__YOUR GOAL__: Give back the full set of entries exactly, keeping each line intact.

◇ ◇ ◇ ◇

Issue #1995, opened 2018-10-11
Improve user feedback when attempting to download a document that doesn't exist


txau:
- Broken link (file doesn't exist)
- Wrong id
![screenshot from 2018-10-11 11-48-00](https://user-images.githubusercontent.com/489831/46795946-b05e2000-cd4b-11e8-9f14-05cb6ccf667b.png)

daneryl:
We should Throw a 404 error on any attachment that for any reason does not exists.

txau:
@daneryl @habbes unless we actually have the file registered in the database but the file does not exist in the file system. In this case a 400 will log the problem.

habbes:
@txau when the attachment exists in the database but does not exist in the file system, it currently returns a 500 error with the following message:
```
{
    "error": "Error: ENOENT: no such file or directory, stat '/path/to/uwazi/uploaded_documents/1540935218679ovspsvkgouf.jpg'"
}
```
It also logs the error

txau:
@habbes no, in this case its ok to leave the 500.

habbes:
Here's a PR #2060

PR #2060, opened 2018-10-31
Throw 404 error when downloading an attachment file that doesn't exist

habbes:
Fixes issue #1995 

PR checklist:
- [ ] Update READ.me ?

QA checklist:
- [ ] Test for side effects
- [ ] UI responsiveness
- [ ] Cross browser testing
- [ ] Code review


daneryl:
@habbes works well for non existent attachments in the db, in my case i tested fixtures with existent files on db but non existent file on disk and it throws another error, @txau should we also 404 this case ?

txau:
@daneryl that is correct, we want a 500 if the file is in the DB but it doesn't exist in disk.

◇ ◇ ◇ ◇

__SOLUTION TO THIS EXERCISE__:
Issue #1995, opened 2018-10-11
Improve user feedback when attempting to download a document that doesn't exist


txau:
- Broken link (file doesn't exist)
- Wrong id
![screenshot from 2018-10-11 11-48-00](https://user-images.githubusercontent.com/489831/46795946-b05e2000-cd4b-11e8-9f14-05cb6ccf667b.png)

daneryl:
We should Throw a 404 error on any attachment that for any reason does not exists.

txau:
@daneryl @habbes unless we actually have the file registered in the database but the file does not exist in the file system. In this case a 400 will log the problem.

habbes:
@txau when the attachment exists in the database but does not exist in the file system, it currently returns a 500 error with the following message:
```
{
    "error": "Error: ENOENT: no such file or directory, stat '/path/to/uwazi/uploaded_documents/1540935218679ovspsvkgouf.jpg'"
}
```
It also logs the error

txau:
@habbes no, in this case its ok to leave the 500.

habbes:
Here's a PR #2060

PR #2060, opened 2018-10-31
Throw 404 error when downloading an attachment file that doesn't exist

habbes:
Fixes issue #1995 

PR checklist:
- [ ] Update READ.me ?

QA checklist:
- [ ] Test for side effects
- [ ] UI responsiveness
- [ ] Cross browser testing
- [ ] Code review


daneryl:
@habbes works well for non existent attachments in the db, in my case i tested fixtures with existent files on db but non existent file on disk and it throws another error, @txau should we also 404 this case ?

txau:
@daneryl that is correct, we want a 500 if the file is in the DB but it doesn't exist in disk.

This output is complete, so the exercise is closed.